Recap of the Business Case

We develop High Speed Embedded Vision modules for use cases in the Textile Industries. These high-speed modules are built using our proprietary Image Signal Processors (ISP) that run on Zynq platform. One of the challenges that we face is to differentiate colour and texture of objects from the background. We use deep learning for such use cases and as they are hard real time requirements, we implement them on embedded FPGA processors. In this context we continuously explore methods (like DPU and Pynq – BNN) to implement deep learning on embedded FPGA. This blog post is about our experience in implementing such applications using Pynq – BNN.

Previous Posts in the same Blog Series –
Part 1 – Why Binary Neural Networks?
Part 2 – Why PYNQ framework?

Implementing Pynq – BNN

Step 1: Training our own network

Dataset Preparation:

Depending on the requirement of the application either Monochrome or RGB dataset is prepared in the appropriate format. In our case we have prepared RGB dataset from Fabric texture samples in cifar10 format. This dataset will be used to train a convolution network.

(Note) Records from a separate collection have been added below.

PR #1237, opened 2017-09-03
enhance icc easyblock to inlude multipath include dir in $CPATH

boegel:
requires https://github.com/easybuilders/easybuild-framework/pull/2294

@akesandgren, @besserox, @vanzod, @geimer: feedback welcome, let me know if this works as expected...

PR #1249, opened 2017-09-15
allow that 'gcc -print-multiarch' fails in icc easyblock

boegel:
bugfix for #1237, `gcc -print-multiarch` may fail for old versions of (system) GCC


boegel:
@JackPerdue This should fix the problem you were hitting with EasyBuild v3.4.0 with an old system GCC...

JackPerdue:
Works much better here.  icc/ifort rebuilt on RHEL6.

JackPerdue:
As mentioned on Slack.  I don't think this is the proper solution.  The proper solution is to load the GCCcore module when that step is run.

boegel:
@JackPerdue Making sure `GCCcore` is loaded when `gcc -print-multiarch` is being run is done in https://github.com/easybuilders/easybuild-easyconfigs/pull/5133 and https://github.com/easybuilders/easybuild-easyconfigs/pull/5134

Nevertheless, this change  should be merged too, the whole point was that this was allowed to fail, and it clearly doesn't...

Prepare Training Environment:

GPU is well suited for training the network.  Before starting the training, the environment preparation includes installing below libraries in conda environment of GPU –

  • Theano
  • Lasagne
  • Pylearn2
  • Pillow

Training:

In general, monochrome datasets are trained using LFC network and RGB datasets are trained using CNV network. The Pynq project (Jupyter notebook) provides scripts that need to be customized as per the dataset and the network being trained.

In our case we trained the CNV network and the output of the training was a npz file that will have the weights and the parameters to find thresholds.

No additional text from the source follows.